When to Choose the L40
The L40 proves superior for memory-heavy training and fine-tuning. With 48 GB GDDR6 VRAM and 864 GB/s bandwidth, it processes larger batches and models than L4's 24 GB and 300 GB/s. Balanced 90.5 TFLOPS FP16/FP32 supports diverse AI pipelines despite higher $0.67/hr starting cost.
Use Cases
L40's 90.5 TFLOPS FP32 matches its FP16, outperforming L4's 30.3 TFLOPS FP32 for gradient computations. 48 GB VRAM handles larger models than L4's 24 GB.
L4's 121 TFLOPS FP16 and 242 TFLOPS FP8 exceed L40's 90.5 TFLOPS FP16 for mixed-precision serving. Lower 72W TDP and $0.32/hr pricing suit high-throughput deployments.
L40's balanced 90.5 TFLOPS FP16/FP32 and 864 GB/s bandwidth enable efficient adapter training on large models. 48 GB VRAM exceeds L4's 24 GB for dataset handling.

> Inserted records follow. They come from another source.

PR #533, opened 2023-09-02
Move user configuration from Redis to ES

anonamouslyginger:
Marking as draft as I have a bunch of testing of the migration to do but at least everyone can see what I'm up to

### DIFF
--- a/tubearchivist/home/src/es/index_mapping.json
+++ b/tubearchivist/home/src/es/index_mapping.json
@@ -1,5 +1,63 @@
 {
-    "index_config": [{
+    "index_config": [
+        {
+            "index_name": "users",
+            "expected_map": {
+                "colors": {
+                    "type": "text"
+                },
+                "page_size": {
+                    "type": "integer"
+                },
+                "sort_by": {
+                    "type": "text"
+                },
+                "sort_order": {
+                    "type": "text"
+                },
+                "view_style_home": {
+                    "type": "text"
+                },
+                "view_style_channel": {
+                    "type": "text"
+                },
+                "view_style_downloads": {
+                    "type": "text"
+                },
+                "view_style_playlist": {
+                    "type": "text"
+                },
+                "grid_items": {
+                    "type": "integer"
+                },
+                "hide_watched": {
+                    "type": "boolean"
+                },
+                "show_ignored_only": {
+                    "type": "boolean"
+                },
+                "show_subed_only": {
+                    "type": "boolean"
+                },
+                "sponsorblock_id": {
+                    "type": "text"
+                }
+            },
+            "expected_set": {
+                "analysis": {
+                    "normalizer": {
+                        "to_lower": {
+                            "type": "custom",
+                            "filter": [
+                                "lowercase"
+                            ]
+                        }
+                    }
+                },
+                "number_of_replicas": "0"
+            }
+        },
+        {
             "index_name": "channel",
             "expected_map": {
                 "channel_id": {
@@ -62,7 +120,7 @@
                             "type": "boolean"
                         },
                         "integrate_sponsorblock": {
-                            "type" : "boolean"
+                            "type": "boolean"
                         }
                     }
                 }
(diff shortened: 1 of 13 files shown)


bbilly1:
Sorry, only had a quick look. But at first glance, that goes into the right direction. :-)

A few thoughts:
- Migrations like that have been painful in the past, because it's unclear if you have already performed the migration or not, depending when that is getting called. That's why I have been doing this from a manage.py command, as [here](https://github.com/tubearchivist/tubearchivist/blob/master/tubearchivist/config/management/commands/ta_startup.py#L150) for example or [here](https://github.com/tubearchivist/tubearchivist/blob/master/tubearchivist/config/management/commands/ta_migpath.py). That then gets called in the startup [script](https://github.com/tubearchivist/tubearchivist/blob/master/docker_assets/run.sh). Doing this at startup is easier to check in the logs, you can have a nice message there. Plus you can be sure everybody running this will have the migration applied at the beginning and you can avoid complicated checking within the application itself. plus easy to remove again after a few versions, because all these things are nicely in one place.
- I see you found the index_mapping.json and how that gets applied. :-) It might be worth considering instead of having the complicated mapping where you define each config value as a field to just have a single text field with encoded JSON there. So basically the name would be `ta_config/_doc/user-1` containing a single text field with the encoded object for that user. then you can also have `ta_config/_doc/config` containing a single text field for the rest of the application config from downloads and stuff like that. So one field, one easy mapping, easy to extend in the future if we need to add an additional value as we won't have to rebuild the index. Only downside would be that you can update a single value, you'll have to get the whole config, decode the json, update the field, encode, and update it again. Does that make sense?

anonamouslyginger:
Understood, I will look into both of those things

anonamouslyginger:
Lots of manual testing aside, I think this is good to be reviewed.

There is other application configuration to move as well but this is stand-alone.

The only thing missing would be the comment on the migration of version from/to because I don't know what they are yet.

tubearchivist/home/src/es/index_mapping.json
```diff
@@ -1,5 +1,27 @@
 {
-    "index_config": [{
+    "index_config": [
```
bbilly1, line 2: Excellent choice on the object field type. I don't think you need the normalizer to lower there. That's needed in the other indexes for name keywords, but that doesn't apply here.

tubearchivist/home/src/es/index_mapping.json
```diff
@@ -62,7 +84,7 @@
                             "type": "boolean"
                         },
                         "integrate_sponsorblock": {
-                            "type" : "boolean"
+                            "type": "boolean"
```
bbilly1, line 87: please keep the json formatting as is. I know, people disagree but for me it looks strange to have a space before the `:`.

tubearchivist/home/src/ta/users.py
```diff
@@ -0,0 +1,136 @@
...
+            self._set_config("sponsorblock_id", sb_id)
+        return str(sb_id)
+
+    def get_view_style(self, view_name: str) -> str:
+        return str(self._get_config_or_default(f"view_style_{view_name}"))
+
+    def set_view_style(self, view_name: str, view_style: str):
+        self._set_config(f"view_style_{view_name}", view_style)
+
+    def _get_config_or_default(self, property: str) -> any:
```
bbilly1, line 102: `property` is a built in keyword in python. best to call it something else and not to overwrite it, to avoid any confusion later.

tubearchivist/home/src/ta/users.py
```diff
@@ -0,0 +1,136 @@
...
+        return self._config.get(property) or self._DEFAULT_USER_SETTINGS.get(
+            property
+        )
+
+    def _get_config(self) -> dict[str, any]:
```
bbilly1, line 107: nice, I've started adding typing for new code at least. For `any` you probably mean `from typing import Any` (note the uppercase)? as in the value of the dict can be of any data type?

bbilly1 (commented):
Very nice! I ran it, works flawlessly, at least from my testing. The object gets updated in ES as expected, one per user, very nice. :-)

We might also need a delete user conf command when you delete an user, just so it cleans up any leftover conf in ES too.

Added a few comments, but mostly cosmetics.

bbilly1:
Very nice! Thank you for staying on this. Merging now, can still do some testing for some edge cases going further before release.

L40's 48 GB VRAM supports high-resolution image generation without swapping, unlike L4's 24 GB limit. 864 GB/s bandwidth accelerates texture processing.
L4 fits FP16-heavy simulations at 121 TFLOPS with 72W efficiency; L40 handles FP32-dominant tasks at 90.5 TFLOPS with 48 GB VRAM for complex datasets.

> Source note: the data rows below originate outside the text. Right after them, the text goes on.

PR #528, opened 2023-08-28
Split the settings page

anonamouslyginger:
As mentioned in #415 one of the outstanding tasks is to 'Split up settings page into separate sub pages'.

Here is my first attempt at that.
Assuming that I have captured everything I have created 4 views:
1. User Settings (the 'main' setting page at `/settings/`)
2. Application Settings (at `/settings/application/`)
3. Scheduling Settings (at `/settings/scheduling/`)
4. Actions (at `/settings/actions/`)

I have explicitly tried to not also solve the removal of POST forms to keep this PR well contained and 'simple'.
Please let me know if it matches your expectations @bbilly1.

See below the screenshots:
image
image
image
image

PR #535, opened 2023-09-03
Fix links to settings documentation

MerlinScheurer:
I noticed that the `Wiki` links where broken after the split by https://github.com/tubearchivist/tubearchivist/pull/528 & https://github.com/tubearchivist/docs/pull/19

And i made some of the links more precise.

---

For the url in `docs/Settings.md`  i was not sure which path to set,
because the `/settings/` is not a valid route anymore and returns `403 Forbidden`

### DIFF
--- a/tubearchivist/home/templates/home/settings_actions.html
+++ b/tubearchivist/home/templates/home/settings_actions.html
@@ -12,7 +12,7 @@
 </div>
 <div class="settings-group">
     <h2>Manual media files import.</h2>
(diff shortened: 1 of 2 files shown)


bbilly1:
good catch, forgot to update them. I'd say it's time to retire these old wiki pages, I think that's now 6 months plus since we moved things to our docs platform. So that would be as good a time as any to get rid of that. If some old links still point to the wiki, the docs will be right there on top of the readme. Do you want to go ahead and remove the docs folder from the repo there? Then I'll also deactivate the wiki.

But obviously great looking out on fixing the links in the html there.

bbilly1:
ah, just need to remove your changes on docs/settings from here to be able to merge that. I've forwarded testing branch.

bbilly1:
yeah, you are right, that would have been better. In any case, thanks for catching it.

Frequently Asked Questions
What is the VRAM difference between L4 and L40?▾
L4 provides 24 GB GDDR6 VRAM, while L40 doubles it to 48 GB. This allows L40 to load larger models without offloading to system RAM.
How do L4 and L40 compare in FP16 performance?▾
L4 achieves 121 TFLOPS FP16, surpassing L40's 90.5 TFLOPS. L4's edge suits inference, but L40 balances with equal FP32 performance.
Which GPU has higher memory bandwidth?▾
L40 offers 864 GB/s, nearly three times L4's 300 GB/s. Higher bandwidth on L40 supports bigger batch sizes in training.
What are the power consumption and pricing differences?▾
L4 uses 72W TDP and starts at $0.32/hr (avg $0.68/hr across 15 offers); L40 requires 300W and $0.67/hr (avg $0.88/hr across 13). L4 favors efficiency-focused rentals.
Is L4 or L40 better for AI inference?▾
L4 excels with 121 TFLOPS FP16 and 242 TFLOPS FP8 at lower cost and power. L40 suits inference needing more than 24 GB VRAM.
Do both GPUs use the same architecture?▾
Yes, both employ Ada Lovelace from 2023 in PCIe form factors. Differences stem from tiering: L4 optimizes efficiency, L40 emphasizes capacity.
Which is cheaper to rent, the L4 or the L40?▾
Cloud rental prices for both the L4 and L40 vary by provider, configuration, and availability. This page shows live pricing from 25+ providers updated every 60 seconds. Scroll to the Live Cloud Pricing section to compare current rates.
How much VRAM does the L4 have compared to the L40?▾
The L4 has 24 GB of GDDR6 memory. The L40 has 48 GB of GDDR6 memory.
Can I find L4 and L40 GPUs available to rent right now?▾
Yes. This page shows real-time availability across 25+ cloud GPU providers. The Live Cloud Pricing section displays only in-stock offers with current pricing.
What is the main difference between the L4 and the L40?▾
The L4 uses the Ada Lovelace architecture (2023) while the L40 uses Ada Lovelace (2023). The L4 delivers 1.3x the FP16 throughput and 2.9x the memory bandwidth of the L40.